◆ Problem requirements: Every single entry must be reproduced precisely.
---------- Excerpted records ----------
PR #1014, opened 2023-02-16
Standardize blank values in CNA file to NA

callachennault:
Import of az_mskimpact is failing with public import tools in part due to blank values in the `data_CNA.txt` file. This PR introduces the `standardize_cna_data.py` script and calls it on each update of the az_mskimpact dataset.

### DIFF
--- a/import-scripts/standardize_cna_data.py
+++ b/import-scripts/standardize_cna_data.py
@@ -17,13 +17,19 @@ import os
 import validation_utils
 
 ERROR_FILE = sys.stderr
-OUTPUT_FILE = sys.stdout
 
 
 def main():
     # Receive path to clinical file as an argument
     parser = argparse.ArgumentParser(prog='standardize_cna_data.py')
-    parser.add_argument('-f', '--filename', dest='filename', action='store', required=True, help='path to data_CNA.txt file')
+    parser.add_argument(
+        '-f',
+        '--filename',
+        dest='filename',
+        action='store',
+        required=True,
+        help='path to data_cna.txt file',
+    )
 
     args = parser.parse_args()
     filename = args.filename
--- a/import-scripts/standardize_cna_data.py
+++ b/import-scripts/standardize_cna_data.py
@@ -1,0 +1,45 @@
+#! /usr/bin/env python
+
+""" standardize_cna_data.py
+This script rewrites a CNA file to replace all NA placeholders/blank values with 'NA'.
+
+Usage:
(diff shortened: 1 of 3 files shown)


import-scripts/standardize_cna_data.py
```diff
@@ -0,0 +1,45 @@
+#! /usr/bin/env python
```
sheridancbio, line 1: I think it is standard to have no space after the exclamation point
----------
◆ Task output:
PR #1014, opened 2023-02-16
Standardize blank values in CNA file to NA

callachennault:
Import of az_mskimpact is failing with public import tools in part due to blank values in the `data_CNA.txt` file. This PR introduces the `standardize_cna_data.py` script and calls it on each update of the az_mskimpact dataset.

### DIFF
--- a/import-scripts/standardize_cna_data.py
+++ b/import-scripts/standardize_cna_data.py
@@ -17,13 +17,19 @@ import os
 import validation_utils
 
 ERROR_FILE = sys.stderr
-OUTPUT_FILE = sys.stdout
 
 
 def main():
     # Receive path to clinical file as an argument
     parser = argparse.ArgumentParser(prog='standardize_cna_data.py')
-    parser.add_argument('-f', '--filename', dest='filename', action='store', required=True, help='path to data_CNA.txt file')
+    parser.add_argument(
+        '-f',
+        '--filename',
+        dest='filename',
+        action='store',
+        required=True,
+        help='path to data_cna.txt file',
+    )
 
     args = parser.parse_args()
     filename = args.filename
--- a/import-scripts/standardize_cna_data.py
+++ b/import-scripts/standardize_cna_data.py
@@ -1,0 +1,45 @@
+#! /usr/bin/env python
+
+""" standardize_cna_data.py
+This script rewrites a CNA file to replace all NA placeholders/blank values with 'NA'.
+
+Usage:
(diff shortened: 1 of 3 files shown)


import-scripts/standardize_cna_data.py
```diff
@@ -0,0 +1,45 @@
+#! /usr/bin/env python
```
sheridancbio, line 1: I think it is standard to have no space after the exclamation point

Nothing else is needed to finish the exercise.